Мы жили тогда в шалашах, но уже готовились к зиме: копали котлованы для землянок, заготовляли лес.
Дремучий девственный лес погрузился в густые сумерки. Когда возвращался от артиллеристов, уже так стемнело, что едва попал в шалаш, в котором разместились Мария с Лидой Петушковой. Вход завешен плащ-палаткой. Стучу по притолоке. Молчание. Отворачиваю брезентовые «двери», захожу:
— Есть здесь живые люди, отзовитесь!
Что-то зашевелилось в темноте.
— Кто это? — испуганно вскрикивает Мария хрипловатым спросонья голосом.
— Свои. Не бойся, — говорю громче, понял, что Лиды нет.
Беру в ладони теплую, мягкую, дрожащую руку. Отбрасываю с головы Марии полу шинели, которой она прикрыта, обнимаю девушку за щупленькие и такие беззащитные плечи. Она пахнет хвоей. И еще чем-то нежным, испытанным когда-то во сне, непостижимым и мучительно желанным!
Припадаю губами к ее влажным, полураскрытым губам.
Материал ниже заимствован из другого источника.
PR #258, opened 2016-09-21
SINGA-230 OpenCL Pooling and Convolution layers

undisputed-seraphim:
Sorry it took so long :/ Debugging took a lot of time.

 - OpenCL Pooling and Convolution layers implemented and kernel files added.
 - Unit tests written to support above files
 - There was a rather severe implementation bug in OpenCL GEMV and GEMM, which has been fixed.


nudles:
Could you add license header to the newly added files?

include/singa/core/device.h
```diff
@@ -214,9 +214,9 @@ class OpenclDevice : public singa::Device {
 // Overridden, inherited methods
   void SetRandSeed(unsigned seed) override;
 
-  void CopyDataToFrom(Block* dst, Block* src, size_t nBytes,
+  virtual void CopyDataToFrom(Block* dst, Block* src, size_t nBytes,
```
nudles: please remove 'virtual', which is not need.

PR #260, opened 2016-09-29
SINGA-253 Net converter for caffe model

XiangruiCAI:
Convert caffe model into singa model.
It is a very basic implementation. Now it can convert feed forward net and supports pysinga.
Implementation method:
1. read proto file of caffe model using caffe.proto, and serialize it to string.
2. parse the string use singa model.proto and get the layer config.
3. setup each layer and add it to a feed forward net.


python/singa/layer.py
```diff
@@ -78,12 +78,54 @@ class Layer(object):
...
-        self.param_specs = []
+    def __init__(self, name, conf = None, **kwargs):
+        if conf == None:
+            self.layer = None  # layer converted by swig
+            self.name = name  # TODO(wangwei) duplicate with self.conf.name
+            self.conf = model_pb2.LayerConf()
+            self.conf.name = name
+            self.param_specs = []
+        else:
+            self.layer = None
```
nudles: move these into a class method, e.g. create_caffe_layer()?

python/singa/layer.py
```diff
@@ -78,12 +78,54 @@ class Layer(object):
...
+            self.name = conf.name
+            self.conf = conf
+            # TODO(Xiangrui) need to fill in param_specs
+            self.param_specs = []
+            if conf.type == 'Convolution' or conf.type == 4:
+                _check_engine(engine, ['cudnn', 'singacpp'])
```
nudles: it seems all the if-else are for engine check?
we may add a function covert_engine(caffe_engine) -> signa_engine, and create each type of layer as 
```
eng = convert_engine(caffe_engine)
layer_type = convert_layer_layer(conf.type)
self.layer = __create_layer(engine, layer_type)
```
Dense layer needs special processing.

tool/caffe_model/caffe_parse/caffe.proto
```diff
@@ -0,0 +1,1399 @@
+syntax = "proto2";
```
nudles: move this into src/proto/caffe.proto?
better add the commit of caffe from which the caffe.proto is copied.

tool/caffe_model/cifar10_full_train_test.prototxt
```diff
@@ -0,0 +1,220 @@
+name: "CIFAR10_full"
```
nudles: move this into examples/cifar10/caffe
and add another file, e.g. caffe.py for training using the prototxt files.

tool/caffe_model/Makefile
```diff
@@ -0,0 +1,17 @@
+# find protoc
```
nudles: let the makefile in python to generate the pb2 file for caffe proto.

tool/caffe_model/convert.py
```diff
@@ -0,0 +1,110 @@
+# Licensed to the Apache Software Foundation (ASF) under one
```
nudles: move it into python/ as caffe_converter.py.
users can then use it to create caffe nets and then start training by providing data.

PR #262, opened 2016-10-02
SINGA-254 Implement Adam for V1

nudles:
Implemented Adam for pysinga.
Added an argument to control the applying of regularization and constraint
for parameters, which is necessary for BN layers as the mean and std
should not be updated by updaters. The effect is not obvious for other
udpaters, but is very significant for Adam.

Tested Adam for alexnet on cifar10, and the accuracy was 0.8 (SGD is
0.82); It was also not as good as SGD on VGG net (0.92); May need to
tune the learning rate.

To test this PR, 
1. please replace the optimizer from SGD to Adam in examples/cifar10/train.py
2. pass a constant learning rate (e.g 0.01) to apply_with_lr, instead of the learning rate generation function
3. add the iteration ID as the last argument of apply_with_lr.

### DIFF
--- a/python/singa/optimizer.py
+++ b/python/singa/optimizer.py
@@ -32,6 +32,7 @@ Example usage::
   sgd.apply_with_lr(2, 0.03, g, p, 'param')  # use lr=0.03 for epoch 2
 '''
 
+import math
 from . import singa_wrap as singa
 import tensor
 from proto import model_pb2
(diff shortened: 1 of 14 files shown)


python/singa/optimizer.py
```diff
@@ -251,47 +287,70 @@ class AdaGrad(Optimizer):
...
+        if name not in self.m or name not in self.v:
+            self.m[name] = tensor.Tensor(grad.shape, grad.device, grad.dtype)
+            self.m[name].set_value(0)
+            self.v[name] = tensor.Tensor(grad.shape, grad.device, grad.dtype)
+            self.v[name].set_value(0)
+
+        self.m[name] *= self.beta_1
+        tensor.axpy(1 - self.beta_1, grad, self.m[name])
+        self.v[name] *= self.beta_2
+        tensor.axpy(1 - self.beta_1, tensor.square(grad), self.v[name])
```
ijingo: typo: should be "tensor.axpy(1 - self.beta_2, tensor.square(grad), self.v[name])"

— Не нужно, Юра, дорогой, не нужно, — спокойно, мне показалось, что слишком спокойно, отводит мою руку. Затем поднимается со своей хвойной постели. — Ты зачем пришел?
Я не забыл, зачем пришел, но мне сейчас не об этом хочется думать и говорить.
— Пришел, — говорю, — к тебе. (Хоть раз наберусь смелости и выскажу все, что думал.) Пришел сказать о своей любви.
— Дурной ты, Юра! Ты очень хороший парень, но дурной.
— Почему, ну почему ты не хочешь мне верить, Мария?